ASSIGNMENT - Using the listing below, extract each line that has the word "LocationType" in it.

AVAILABLE RECORDS -
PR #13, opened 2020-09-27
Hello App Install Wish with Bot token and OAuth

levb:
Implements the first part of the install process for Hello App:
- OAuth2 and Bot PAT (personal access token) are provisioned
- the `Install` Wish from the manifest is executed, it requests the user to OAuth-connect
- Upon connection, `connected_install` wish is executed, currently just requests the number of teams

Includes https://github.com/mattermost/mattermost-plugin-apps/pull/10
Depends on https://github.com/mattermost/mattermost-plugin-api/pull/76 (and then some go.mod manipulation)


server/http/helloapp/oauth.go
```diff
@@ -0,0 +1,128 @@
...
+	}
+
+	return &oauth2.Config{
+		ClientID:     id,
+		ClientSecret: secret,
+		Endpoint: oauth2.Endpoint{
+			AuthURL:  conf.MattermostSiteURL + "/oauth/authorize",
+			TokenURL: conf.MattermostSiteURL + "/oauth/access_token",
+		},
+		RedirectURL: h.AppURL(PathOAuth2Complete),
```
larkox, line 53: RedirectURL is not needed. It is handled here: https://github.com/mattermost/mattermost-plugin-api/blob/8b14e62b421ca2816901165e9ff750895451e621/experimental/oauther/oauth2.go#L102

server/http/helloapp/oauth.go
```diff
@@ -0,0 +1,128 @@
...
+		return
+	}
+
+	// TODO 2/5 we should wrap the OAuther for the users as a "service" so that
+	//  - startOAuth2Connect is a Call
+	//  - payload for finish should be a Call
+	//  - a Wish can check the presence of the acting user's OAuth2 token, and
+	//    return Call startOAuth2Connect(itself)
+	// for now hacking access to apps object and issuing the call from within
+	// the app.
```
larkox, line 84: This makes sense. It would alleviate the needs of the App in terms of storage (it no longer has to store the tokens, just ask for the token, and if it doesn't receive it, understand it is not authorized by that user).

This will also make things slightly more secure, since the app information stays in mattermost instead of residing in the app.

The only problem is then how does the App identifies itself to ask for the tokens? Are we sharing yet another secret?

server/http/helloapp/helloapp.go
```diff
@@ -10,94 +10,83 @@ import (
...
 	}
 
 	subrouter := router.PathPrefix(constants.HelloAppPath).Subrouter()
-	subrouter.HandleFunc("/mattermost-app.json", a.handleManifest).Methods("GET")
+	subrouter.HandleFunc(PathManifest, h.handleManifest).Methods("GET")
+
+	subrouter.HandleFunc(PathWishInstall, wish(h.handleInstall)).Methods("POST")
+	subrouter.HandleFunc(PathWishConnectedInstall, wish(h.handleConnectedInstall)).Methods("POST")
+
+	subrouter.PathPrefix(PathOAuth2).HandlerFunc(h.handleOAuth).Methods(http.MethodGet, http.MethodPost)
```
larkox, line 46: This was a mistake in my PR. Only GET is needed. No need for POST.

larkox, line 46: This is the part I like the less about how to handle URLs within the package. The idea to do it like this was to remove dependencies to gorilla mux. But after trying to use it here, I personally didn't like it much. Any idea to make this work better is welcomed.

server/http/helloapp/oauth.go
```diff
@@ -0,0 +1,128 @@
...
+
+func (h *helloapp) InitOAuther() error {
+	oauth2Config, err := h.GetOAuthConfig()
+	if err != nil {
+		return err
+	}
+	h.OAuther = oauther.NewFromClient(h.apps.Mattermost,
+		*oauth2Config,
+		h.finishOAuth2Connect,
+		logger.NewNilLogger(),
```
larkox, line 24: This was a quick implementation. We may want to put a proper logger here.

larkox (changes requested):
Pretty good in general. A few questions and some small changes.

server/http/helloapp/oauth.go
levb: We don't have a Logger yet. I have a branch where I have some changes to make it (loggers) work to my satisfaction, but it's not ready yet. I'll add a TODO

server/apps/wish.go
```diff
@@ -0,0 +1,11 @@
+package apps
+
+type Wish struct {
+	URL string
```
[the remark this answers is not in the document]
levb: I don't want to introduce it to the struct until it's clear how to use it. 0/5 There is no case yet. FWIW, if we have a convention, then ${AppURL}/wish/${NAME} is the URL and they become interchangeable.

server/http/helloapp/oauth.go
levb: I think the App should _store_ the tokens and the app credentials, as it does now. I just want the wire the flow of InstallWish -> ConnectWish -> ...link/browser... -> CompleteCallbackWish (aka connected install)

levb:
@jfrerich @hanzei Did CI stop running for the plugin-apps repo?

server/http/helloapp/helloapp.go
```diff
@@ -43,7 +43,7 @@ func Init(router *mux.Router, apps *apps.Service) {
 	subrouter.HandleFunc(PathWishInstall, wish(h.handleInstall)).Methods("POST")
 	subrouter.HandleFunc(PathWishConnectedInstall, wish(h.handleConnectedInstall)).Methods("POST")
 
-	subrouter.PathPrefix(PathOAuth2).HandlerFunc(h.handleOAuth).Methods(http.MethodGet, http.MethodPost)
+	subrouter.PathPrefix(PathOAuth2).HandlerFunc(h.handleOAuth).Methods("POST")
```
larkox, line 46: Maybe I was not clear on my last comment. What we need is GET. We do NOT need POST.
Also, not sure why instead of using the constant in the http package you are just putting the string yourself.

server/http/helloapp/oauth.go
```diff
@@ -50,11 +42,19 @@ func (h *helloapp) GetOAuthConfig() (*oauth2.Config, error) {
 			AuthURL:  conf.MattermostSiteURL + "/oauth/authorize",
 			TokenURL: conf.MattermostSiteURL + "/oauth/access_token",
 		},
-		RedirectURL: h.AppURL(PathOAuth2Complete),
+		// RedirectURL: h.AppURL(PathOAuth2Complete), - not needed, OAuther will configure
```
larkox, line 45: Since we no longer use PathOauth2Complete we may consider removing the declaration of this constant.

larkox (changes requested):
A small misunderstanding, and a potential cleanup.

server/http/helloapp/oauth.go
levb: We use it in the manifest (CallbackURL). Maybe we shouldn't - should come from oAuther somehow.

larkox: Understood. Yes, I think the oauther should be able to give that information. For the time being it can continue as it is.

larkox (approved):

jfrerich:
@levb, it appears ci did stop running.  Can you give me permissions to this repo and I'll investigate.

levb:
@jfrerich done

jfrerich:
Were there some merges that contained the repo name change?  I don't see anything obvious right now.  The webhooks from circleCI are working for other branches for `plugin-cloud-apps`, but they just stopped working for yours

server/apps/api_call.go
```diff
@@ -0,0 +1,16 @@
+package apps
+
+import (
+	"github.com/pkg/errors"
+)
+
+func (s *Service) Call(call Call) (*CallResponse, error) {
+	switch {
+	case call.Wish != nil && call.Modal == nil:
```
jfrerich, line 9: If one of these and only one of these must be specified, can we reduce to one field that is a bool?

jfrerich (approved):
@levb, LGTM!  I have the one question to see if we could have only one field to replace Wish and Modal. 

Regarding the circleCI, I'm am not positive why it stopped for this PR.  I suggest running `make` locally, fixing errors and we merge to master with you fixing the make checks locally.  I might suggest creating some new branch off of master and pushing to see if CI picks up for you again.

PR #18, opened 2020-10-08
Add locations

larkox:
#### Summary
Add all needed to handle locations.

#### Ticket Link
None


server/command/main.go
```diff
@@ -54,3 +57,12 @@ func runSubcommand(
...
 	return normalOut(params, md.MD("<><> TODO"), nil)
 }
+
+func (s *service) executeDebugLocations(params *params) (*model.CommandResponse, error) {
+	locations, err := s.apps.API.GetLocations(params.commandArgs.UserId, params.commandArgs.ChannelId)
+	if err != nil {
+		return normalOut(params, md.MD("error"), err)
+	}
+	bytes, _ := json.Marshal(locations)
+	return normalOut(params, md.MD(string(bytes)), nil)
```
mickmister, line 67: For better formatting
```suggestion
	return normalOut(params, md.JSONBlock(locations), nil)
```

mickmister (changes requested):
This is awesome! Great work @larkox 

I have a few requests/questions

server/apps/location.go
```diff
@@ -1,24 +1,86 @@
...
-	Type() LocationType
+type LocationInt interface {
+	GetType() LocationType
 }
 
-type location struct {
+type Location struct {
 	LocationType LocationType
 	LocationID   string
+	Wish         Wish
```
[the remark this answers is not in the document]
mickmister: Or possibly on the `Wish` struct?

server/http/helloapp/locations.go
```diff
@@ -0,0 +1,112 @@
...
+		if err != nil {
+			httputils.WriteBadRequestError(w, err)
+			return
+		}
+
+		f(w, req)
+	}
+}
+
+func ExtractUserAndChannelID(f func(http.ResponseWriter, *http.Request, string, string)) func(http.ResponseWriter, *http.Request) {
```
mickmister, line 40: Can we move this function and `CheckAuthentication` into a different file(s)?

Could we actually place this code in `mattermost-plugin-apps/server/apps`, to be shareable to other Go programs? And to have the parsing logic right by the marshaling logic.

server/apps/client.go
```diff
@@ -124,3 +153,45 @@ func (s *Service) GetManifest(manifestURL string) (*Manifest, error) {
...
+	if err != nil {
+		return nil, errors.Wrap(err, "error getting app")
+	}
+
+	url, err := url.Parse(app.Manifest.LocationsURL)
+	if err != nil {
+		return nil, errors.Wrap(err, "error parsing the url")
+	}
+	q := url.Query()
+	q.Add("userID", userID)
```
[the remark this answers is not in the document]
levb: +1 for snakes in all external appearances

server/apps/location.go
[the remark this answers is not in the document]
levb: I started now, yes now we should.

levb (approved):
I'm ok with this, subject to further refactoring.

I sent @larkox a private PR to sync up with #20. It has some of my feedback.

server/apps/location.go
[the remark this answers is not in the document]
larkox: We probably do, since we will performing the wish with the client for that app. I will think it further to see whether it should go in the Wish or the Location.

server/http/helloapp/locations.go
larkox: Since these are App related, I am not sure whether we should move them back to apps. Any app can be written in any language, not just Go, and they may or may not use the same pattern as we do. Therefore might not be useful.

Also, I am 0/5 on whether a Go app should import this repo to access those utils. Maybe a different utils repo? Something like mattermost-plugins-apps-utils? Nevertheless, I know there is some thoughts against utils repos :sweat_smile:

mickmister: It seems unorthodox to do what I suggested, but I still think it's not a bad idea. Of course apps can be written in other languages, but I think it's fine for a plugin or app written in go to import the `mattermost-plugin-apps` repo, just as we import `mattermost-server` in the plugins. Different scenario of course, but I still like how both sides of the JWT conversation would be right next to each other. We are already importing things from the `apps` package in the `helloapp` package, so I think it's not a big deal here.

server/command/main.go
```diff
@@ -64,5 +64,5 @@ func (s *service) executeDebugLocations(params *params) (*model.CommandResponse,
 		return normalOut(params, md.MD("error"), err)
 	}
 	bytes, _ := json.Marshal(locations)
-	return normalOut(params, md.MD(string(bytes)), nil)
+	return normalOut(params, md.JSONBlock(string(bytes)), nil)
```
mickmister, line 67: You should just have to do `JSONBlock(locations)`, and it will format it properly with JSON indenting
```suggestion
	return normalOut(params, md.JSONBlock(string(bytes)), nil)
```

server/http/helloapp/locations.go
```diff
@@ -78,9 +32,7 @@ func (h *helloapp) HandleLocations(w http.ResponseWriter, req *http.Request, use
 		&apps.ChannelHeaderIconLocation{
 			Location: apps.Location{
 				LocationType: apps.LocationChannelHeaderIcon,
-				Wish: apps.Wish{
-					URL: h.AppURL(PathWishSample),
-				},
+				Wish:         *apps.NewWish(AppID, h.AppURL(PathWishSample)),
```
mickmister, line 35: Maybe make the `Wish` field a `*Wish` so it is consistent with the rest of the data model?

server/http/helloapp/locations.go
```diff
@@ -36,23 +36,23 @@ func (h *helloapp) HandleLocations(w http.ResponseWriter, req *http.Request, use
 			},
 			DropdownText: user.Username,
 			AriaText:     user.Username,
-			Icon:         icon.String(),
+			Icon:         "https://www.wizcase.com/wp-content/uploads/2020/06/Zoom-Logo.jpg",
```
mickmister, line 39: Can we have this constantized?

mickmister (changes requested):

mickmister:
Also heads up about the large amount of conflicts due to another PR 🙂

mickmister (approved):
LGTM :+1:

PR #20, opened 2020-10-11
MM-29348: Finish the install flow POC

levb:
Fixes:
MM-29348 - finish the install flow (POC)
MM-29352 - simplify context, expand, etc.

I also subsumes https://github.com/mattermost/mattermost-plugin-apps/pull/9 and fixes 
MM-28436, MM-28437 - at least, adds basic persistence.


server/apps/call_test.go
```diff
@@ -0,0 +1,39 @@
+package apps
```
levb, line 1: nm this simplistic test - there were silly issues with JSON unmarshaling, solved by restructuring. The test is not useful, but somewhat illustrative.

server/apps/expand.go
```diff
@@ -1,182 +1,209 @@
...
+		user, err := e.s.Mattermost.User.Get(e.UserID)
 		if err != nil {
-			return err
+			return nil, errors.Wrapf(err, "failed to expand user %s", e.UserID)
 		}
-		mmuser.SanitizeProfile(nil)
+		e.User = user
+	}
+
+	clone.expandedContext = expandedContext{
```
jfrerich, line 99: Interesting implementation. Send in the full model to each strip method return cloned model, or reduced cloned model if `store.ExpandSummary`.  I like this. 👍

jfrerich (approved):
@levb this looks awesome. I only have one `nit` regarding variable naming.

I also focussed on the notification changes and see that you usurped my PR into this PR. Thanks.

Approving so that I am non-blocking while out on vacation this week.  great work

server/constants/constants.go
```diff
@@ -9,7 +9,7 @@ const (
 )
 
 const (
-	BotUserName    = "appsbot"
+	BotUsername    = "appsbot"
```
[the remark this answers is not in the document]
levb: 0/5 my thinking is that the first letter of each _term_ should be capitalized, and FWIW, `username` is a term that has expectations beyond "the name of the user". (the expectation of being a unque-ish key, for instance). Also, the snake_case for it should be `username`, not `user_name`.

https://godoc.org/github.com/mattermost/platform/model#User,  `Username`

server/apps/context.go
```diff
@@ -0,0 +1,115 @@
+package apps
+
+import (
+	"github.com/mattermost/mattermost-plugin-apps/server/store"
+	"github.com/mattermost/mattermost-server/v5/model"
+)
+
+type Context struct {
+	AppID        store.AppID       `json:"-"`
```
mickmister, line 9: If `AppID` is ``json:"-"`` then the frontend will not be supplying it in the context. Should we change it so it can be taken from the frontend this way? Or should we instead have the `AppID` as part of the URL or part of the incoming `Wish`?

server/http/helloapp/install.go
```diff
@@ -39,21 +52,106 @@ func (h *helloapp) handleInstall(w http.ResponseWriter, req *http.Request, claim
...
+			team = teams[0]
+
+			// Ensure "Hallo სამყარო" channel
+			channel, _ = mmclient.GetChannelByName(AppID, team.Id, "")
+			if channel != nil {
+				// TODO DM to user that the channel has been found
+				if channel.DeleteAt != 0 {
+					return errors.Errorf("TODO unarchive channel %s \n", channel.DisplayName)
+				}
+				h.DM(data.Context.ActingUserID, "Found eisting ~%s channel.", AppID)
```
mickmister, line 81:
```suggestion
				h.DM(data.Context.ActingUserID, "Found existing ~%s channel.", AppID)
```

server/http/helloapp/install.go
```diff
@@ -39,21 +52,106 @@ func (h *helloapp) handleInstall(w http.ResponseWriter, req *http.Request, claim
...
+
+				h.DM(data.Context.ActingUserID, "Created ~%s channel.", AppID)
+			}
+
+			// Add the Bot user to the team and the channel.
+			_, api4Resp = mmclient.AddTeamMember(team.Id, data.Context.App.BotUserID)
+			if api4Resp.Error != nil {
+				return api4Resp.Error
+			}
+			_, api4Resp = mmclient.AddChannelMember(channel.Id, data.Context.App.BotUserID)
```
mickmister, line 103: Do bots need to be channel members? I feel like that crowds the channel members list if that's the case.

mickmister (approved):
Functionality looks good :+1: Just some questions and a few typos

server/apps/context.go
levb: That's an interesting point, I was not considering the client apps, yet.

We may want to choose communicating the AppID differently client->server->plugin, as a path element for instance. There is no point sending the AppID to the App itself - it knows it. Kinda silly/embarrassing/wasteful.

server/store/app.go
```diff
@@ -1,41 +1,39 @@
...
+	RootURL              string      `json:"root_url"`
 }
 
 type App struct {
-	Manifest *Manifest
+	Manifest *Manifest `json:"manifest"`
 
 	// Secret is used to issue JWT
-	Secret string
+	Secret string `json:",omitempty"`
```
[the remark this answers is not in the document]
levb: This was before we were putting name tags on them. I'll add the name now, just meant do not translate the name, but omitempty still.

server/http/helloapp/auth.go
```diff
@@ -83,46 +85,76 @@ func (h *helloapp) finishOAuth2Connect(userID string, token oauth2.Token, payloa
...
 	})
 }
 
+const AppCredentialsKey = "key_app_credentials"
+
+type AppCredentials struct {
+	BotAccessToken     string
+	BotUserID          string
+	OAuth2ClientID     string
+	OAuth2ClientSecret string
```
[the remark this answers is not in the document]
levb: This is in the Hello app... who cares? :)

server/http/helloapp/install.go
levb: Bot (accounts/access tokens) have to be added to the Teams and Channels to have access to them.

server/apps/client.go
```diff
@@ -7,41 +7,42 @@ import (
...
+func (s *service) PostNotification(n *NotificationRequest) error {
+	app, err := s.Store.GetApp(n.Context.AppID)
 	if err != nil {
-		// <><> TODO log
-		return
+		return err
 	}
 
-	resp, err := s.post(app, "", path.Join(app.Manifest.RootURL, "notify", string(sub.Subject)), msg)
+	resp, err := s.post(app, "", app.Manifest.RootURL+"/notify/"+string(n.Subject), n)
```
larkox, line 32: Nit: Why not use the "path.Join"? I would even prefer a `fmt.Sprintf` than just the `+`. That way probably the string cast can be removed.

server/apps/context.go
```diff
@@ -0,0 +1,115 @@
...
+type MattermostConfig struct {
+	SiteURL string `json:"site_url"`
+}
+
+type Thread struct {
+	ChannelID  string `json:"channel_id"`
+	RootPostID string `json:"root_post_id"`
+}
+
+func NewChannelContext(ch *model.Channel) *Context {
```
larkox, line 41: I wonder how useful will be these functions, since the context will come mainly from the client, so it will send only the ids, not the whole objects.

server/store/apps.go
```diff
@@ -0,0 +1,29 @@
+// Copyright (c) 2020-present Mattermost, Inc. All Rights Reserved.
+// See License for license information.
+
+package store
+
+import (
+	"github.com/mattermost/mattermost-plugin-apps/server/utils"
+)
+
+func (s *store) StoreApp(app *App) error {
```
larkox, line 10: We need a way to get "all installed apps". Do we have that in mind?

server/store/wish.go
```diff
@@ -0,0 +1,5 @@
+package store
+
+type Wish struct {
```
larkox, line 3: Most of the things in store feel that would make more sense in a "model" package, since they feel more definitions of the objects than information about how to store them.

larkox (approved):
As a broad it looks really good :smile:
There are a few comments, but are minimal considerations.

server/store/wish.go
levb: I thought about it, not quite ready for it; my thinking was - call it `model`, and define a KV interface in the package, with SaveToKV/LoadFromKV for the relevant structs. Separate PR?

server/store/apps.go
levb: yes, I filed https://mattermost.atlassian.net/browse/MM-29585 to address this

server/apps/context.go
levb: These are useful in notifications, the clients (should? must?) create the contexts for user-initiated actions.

TASK RESPONSE -
-	Type() LocationType
+	GetType() LocationType
 	LocationType LocationType
 				LocationType: apps.LocationChannelHeaderIcon,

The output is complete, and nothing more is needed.